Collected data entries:
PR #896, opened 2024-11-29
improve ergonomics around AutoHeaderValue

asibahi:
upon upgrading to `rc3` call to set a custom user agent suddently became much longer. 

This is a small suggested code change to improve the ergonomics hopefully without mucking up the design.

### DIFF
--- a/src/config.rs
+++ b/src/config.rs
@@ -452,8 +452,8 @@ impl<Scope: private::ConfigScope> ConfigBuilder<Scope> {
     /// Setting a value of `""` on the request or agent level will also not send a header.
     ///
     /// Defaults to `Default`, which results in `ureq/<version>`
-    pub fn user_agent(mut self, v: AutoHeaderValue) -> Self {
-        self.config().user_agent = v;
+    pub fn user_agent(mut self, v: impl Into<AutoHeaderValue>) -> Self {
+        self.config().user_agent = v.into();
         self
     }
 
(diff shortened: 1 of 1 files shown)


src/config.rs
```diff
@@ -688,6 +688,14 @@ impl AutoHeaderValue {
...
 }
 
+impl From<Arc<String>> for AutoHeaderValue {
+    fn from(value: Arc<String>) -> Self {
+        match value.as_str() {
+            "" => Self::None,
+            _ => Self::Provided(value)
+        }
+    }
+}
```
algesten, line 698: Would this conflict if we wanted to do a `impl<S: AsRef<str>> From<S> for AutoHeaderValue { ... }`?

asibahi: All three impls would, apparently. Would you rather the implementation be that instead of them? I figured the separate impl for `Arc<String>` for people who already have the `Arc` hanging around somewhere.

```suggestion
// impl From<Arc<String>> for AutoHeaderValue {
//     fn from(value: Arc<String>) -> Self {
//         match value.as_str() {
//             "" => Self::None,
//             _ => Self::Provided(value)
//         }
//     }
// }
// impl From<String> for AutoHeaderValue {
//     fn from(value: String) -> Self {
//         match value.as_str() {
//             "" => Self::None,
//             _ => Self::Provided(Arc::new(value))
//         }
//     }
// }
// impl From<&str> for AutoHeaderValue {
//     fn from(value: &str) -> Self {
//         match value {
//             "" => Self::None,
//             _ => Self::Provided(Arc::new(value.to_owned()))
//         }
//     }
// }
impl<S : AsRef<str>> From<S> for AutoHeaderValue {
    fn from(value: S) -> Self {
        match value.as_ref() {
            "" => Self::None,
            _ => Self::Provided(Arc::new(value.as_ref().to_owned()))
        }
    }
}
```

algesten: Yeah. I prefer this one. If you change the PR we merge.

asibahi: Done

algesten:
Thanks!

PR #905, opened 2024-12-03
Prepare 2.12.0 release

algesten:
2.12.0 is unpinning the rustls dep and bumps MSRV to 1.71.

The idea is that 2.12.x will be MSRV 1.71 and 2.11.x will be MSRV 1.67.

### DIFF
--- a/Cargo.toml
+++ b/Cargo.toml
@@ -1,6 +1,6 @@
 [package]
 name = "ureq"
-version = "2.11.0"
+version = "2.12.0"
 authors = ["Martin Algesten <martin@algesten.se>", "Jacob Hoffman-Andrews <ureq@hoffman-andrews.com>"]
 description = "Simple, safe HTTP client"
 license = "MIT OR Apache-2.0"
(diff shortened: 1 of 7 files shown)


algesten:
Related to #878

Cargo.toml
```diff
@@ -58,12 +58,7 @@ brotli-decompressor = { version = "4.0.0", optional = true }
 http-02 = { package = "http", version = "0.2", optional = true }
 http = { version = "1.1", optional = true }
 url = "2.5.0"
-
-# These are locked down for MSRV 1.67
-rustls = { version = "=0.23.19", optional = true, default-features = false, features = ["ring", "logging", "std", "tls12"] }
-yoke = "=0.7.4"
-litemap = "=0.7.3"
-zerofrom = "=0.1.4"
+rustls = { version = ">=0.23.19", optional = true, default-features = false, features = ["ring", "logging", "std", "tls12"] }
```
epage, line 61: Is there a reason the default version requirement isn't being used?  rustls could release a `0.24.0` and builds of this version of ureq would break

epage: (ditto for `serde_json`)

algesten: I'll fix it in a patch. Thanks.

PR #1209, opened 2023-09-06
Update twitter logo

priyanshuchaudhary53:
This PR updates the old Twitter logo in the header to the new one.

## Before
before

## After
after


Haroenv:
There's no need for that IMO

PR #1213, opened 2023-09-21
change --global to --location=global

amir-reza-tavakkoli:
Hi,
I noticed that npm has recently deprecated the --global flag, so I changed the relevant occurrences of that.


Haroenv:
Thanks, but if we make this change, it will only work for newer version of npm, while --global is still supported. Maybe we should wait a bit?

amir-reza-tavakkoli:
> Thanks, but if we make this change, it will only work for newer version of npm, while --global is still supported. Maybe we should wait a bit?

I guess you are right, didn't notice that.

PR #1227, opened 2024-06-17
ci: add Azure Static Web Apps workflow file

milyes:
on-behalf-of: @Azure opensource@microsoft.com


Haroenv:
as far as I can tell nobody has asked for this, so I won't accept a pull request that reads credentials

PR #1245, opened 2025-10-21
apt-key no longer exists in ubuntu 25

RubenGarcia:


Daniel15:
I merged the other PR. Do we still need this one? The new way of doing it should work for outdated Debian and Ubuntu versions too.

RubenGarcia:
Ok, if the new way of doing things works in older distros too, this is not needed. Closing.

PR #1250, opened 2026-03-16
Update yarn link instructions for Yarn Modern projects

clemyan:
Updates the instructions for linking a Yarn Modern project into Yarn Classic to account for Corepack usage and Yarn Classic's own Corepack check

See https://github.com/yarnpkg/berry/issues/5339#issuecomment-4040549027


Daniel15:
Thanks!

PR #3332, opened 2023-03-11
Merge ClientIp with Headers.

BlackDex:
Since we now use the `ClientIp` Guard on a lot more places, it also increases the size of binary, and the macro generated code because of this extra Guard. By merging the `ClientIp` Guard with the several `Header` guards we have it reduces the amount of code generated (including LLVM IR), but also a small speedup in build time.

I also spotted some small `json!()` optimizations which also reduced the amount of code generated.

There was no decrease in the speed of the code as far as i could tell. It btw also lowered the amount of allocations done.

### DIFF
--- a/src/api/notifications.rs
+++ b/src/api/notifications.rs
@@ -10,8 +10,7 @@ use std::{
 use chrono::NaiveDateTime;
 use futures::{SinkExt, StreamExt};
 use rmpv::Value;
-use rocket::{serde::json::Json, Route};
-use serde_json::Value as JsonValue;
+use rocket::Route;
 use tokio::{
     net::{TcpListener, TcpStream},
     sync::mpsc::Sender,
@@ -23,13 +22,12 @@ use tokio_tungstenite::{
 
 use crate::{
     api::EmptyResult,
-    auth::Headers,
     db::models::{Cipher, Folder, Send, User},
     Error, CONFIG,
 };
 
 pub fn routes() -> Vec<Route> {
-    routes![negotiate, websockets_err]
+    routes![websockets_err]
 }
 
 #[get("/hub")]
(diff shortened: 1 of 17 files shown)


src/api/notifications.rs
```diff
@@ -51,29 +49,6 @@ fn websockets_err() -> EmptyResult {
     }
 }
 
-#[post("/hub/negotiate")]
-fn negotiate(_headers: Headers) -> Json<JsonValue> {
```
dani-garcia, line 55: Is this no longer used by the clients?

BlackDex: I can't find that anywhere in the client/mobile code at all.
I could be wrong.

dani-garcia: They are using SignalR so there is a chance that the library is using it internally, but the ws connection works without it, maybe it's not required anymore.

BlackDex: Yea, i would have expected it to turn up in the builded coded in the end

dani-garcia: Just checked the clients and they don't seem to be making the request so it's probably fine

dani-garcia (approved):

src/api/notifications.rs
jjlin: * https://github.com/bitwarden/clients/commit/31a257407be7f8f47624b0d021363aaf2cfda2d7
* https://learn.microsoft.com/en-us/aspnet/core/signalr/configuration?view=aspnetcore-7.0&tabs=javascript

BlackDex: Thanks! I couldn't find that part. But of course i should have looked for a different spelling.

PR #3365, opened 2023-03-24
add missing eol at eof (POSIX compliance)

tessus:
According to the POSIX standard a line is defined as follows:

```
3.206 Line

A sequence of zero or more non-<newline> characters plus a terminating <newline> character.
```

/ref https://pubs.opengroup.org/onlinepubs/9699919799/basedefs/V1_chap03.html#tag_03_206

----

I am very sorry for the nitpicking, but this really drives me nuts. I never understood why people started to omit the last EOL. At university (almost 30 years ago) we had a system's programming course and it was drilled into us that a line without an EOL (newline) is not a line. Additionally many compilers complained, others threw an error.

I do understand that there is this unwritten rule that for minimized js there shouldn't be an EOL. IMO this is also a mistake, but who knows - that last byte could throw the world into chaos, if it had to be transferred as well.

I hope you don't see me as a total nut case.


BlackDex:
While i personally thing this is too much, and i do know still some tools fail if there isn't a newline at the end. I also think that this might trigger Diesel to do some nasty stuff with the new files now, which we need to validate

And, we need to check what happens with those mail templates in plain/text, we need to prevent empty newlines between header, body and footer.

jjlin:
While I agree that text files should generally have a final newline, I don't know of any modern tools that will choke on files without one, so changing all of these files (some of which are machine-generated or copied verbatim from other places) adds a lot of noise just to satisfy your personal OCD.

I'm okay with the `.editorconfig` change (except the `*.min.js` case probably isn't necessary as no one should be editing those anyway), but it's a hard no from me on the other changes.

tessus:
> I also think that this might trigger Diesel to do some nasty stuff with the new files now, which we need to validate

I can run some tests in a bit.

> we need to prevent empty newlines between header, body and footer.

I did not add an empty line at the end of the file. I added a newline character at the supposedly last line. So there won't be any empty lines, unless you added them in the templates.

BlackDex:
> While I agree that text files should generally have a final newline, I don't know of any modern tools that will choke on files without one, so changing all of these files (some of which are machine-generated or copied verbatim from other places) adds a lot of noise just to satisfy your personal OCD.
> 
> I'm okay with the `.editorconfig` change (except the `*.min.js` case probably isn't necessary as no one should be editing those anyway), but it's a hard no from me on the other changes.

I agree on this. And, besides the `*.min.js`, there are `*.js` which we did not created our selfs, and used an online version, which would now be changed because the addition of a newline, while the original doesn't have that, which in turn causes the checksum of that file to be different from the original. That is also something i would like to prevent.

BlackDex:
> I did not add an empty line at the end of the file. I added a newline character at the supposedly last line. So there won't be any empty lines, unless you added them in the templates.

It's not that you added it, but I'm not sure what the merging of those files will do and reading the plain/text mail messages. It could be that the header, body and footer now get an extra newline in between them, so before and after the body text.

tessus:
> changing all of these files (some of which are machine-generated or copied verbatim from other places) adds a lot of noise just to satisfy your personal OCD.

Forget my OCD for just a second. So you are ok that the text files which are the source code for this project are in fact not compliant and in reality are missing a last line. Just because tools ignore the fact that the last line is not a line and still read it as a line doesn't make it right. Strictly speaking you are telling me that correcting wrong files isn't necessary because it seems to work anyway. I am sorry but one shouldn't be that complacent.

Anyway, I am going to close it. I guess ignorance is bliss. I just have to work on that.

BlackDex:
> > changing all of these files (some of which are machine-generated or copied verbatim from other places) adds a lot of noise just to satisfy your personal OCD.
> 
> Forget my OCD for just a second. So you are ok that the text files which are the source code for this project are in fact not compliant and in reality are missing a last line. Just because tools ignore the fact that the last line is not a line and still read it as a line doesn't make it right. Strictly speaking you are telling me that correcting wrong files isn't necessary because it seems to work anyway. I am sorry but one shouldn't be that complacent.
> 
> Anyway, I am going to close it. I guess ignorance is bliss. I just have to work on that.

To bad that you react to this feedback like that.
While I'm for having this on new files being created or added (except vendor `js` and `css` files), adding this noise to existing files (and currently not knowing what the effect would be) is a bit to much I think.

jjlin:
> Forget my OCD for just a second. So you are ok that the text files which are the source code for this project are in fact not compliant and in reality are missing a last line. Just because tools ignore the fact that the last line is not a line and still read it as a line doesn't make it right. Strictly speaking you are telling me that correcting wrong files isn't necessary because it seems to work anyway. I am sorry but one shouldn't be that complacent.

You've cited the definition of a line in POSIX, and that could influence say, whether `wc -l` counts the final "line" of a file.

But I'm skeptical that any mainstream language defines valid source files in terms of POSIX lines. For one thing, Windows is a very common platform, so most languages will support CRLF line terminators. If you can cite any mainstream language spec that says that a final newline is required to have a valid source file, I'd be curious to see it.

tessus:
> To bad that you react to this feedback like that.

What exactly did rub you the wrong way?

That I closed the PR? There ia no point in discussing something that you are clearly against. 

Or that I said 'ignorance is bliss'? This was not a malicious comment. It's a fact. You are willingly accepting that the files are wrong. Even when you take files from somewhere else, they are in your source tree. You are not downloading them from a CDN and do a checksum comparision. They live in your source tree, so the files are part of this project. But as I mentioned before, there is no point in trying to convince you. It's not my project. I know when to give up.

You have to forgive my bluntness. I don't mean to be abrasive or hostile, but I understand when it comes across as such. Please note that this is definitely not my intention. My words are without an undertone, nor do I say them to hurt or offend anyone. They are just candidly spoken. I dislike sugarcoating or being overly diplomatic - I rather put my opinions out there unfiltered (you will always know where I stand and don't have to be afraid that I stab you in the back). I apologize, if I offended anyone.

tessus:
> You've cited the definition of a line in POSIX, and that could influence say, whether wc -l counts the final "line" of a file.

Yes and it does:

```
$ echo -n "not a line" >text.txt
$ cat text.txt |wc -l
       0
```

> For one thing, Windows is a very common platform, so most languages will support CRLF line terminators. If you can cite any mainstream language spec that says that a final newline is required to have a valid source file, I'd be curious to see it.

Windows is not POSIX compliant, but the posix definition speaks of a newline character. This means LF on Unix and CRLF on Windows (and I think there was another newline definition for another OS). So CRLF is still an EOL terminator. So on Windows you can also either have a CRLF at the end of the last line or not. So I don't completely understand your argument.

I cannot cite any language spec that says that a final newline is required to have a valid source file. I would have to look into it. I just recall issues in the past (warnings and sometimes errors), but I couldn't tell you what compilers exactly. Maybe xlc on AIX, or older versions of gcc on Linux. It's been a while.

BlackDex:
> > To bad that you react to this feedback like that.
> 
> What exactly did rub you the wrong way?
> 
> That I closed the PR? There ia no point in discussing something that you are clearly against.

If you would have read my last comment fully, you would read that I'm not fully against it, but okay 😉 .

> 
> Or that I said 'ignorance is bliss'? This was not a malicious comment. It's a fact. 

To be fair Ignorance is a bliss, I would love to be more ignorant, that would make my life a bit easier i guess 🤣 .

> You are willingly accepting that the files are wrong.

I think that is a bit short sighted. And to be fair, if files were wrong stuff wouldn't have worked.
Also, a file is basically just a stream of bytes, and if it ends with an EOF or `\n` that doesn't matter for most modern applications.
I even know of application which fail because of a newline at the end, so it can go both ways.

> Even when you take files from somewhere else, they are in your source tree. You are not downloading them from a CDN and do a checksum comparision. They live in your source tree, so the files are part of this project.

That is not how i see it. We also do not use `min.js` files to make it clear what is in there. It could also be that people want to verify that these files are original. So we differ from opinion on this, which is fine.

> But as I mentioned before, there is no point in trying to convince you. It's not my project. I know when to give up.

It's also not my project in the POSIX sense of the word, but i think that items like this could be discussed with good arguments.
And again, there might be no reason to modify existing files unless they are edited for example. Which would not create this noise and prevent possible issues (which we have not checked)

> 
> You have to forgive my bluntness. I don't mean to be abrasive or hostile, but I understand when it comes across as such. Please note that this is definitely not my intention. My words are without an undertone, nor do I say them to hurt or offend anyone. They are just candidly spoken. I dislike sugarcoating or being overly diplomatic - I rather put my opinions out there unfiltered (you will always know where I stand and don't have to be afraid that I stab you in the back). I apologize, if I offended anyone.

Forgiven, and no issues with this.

#### WHAT YOU WILL DO
Pull out all lines from the entries above that include the word "extra".

#### REPLY
Since we now use the `ClientIp` Guard on a lot more places, it also increases the size of binary, and the macro generated code because of this extra Guard. By merging the `ClientIp` Guard with the several `Header` guards we have it reduces the amount of code generated (including LLVM IR), but also a small speedup in build time.
It's not that you added it, but I'm not sure what the merging of those files will do and reading the plain/text mail messages. It could be that the header, body and footer now get an extra newline in between them, so before and after the body text.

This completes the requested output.